▶ [About this task]: Copy word for word, and only, the lines below from the one with "that was ever created." through the last.

*** Opening of Entries supplied ***

PR #2403, opened 2018-11-26
Trim some stuff out of libinterceptor

pmuetschard:


pmuetschard:
Yup. Unused code and unnecessary dependencies. Should speed up the build a bit, too.

PR #2407, opened 2018-11-28
Dependency Graph: Added specialized maps to efficiently track fragment data

bjoeris:
This data structure will be used in an incoming dependency graph change to track the usage of memory ranges.


bjoeris:
Closing duplicate PR

PR #2408, opened 2018-11-28
Dependency Graph: Add specialized maps to efficiently track fragment data

bjoeris:
The dependency graph tracker needs to track data about "fragments" (e.g. fields in a struct, keys in a map). Previously these were all stored in maps. However, in many cases the structure of the fragments allows more efficient storage. For example, the fields in a struct are known at compile time, so instead of looking up the field in a map, we can just use the field index to lookup in a slice. A similar optimization is used for maps that are marked as "dense" (meaning the keys are 0..max).


bjoeris:
This PR will be used in an incoming dependency graph refactor.

PR #2954, opened 2019-07-11
Work around instance issues in a new way.

AWoloszyn:
Some drivers will fail if you have 2 instances that have
different ApplicationName/EngineName values attached to them.

To work around this (yet another) issue, we leak the first instance
that was ever created.

### DIFF
--- a/gapir/cc/context.cpp
+++ b/gapir/cc/context.cpp
@@ -506,6 +506,22 @@ void Context::registerCallbacks(Interpreter* interpreter) {
       });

*** Close of Entries supplied ***

▶ [Response area]:
that was ever created.

### DIFF
--- a/gapir/cc/context.cpp
+++ b/gapir/cc/context.cpp
@@ -506,6 +506,22 @@ void Context::registerCallbacks(Interpreter* interpreter) {
       });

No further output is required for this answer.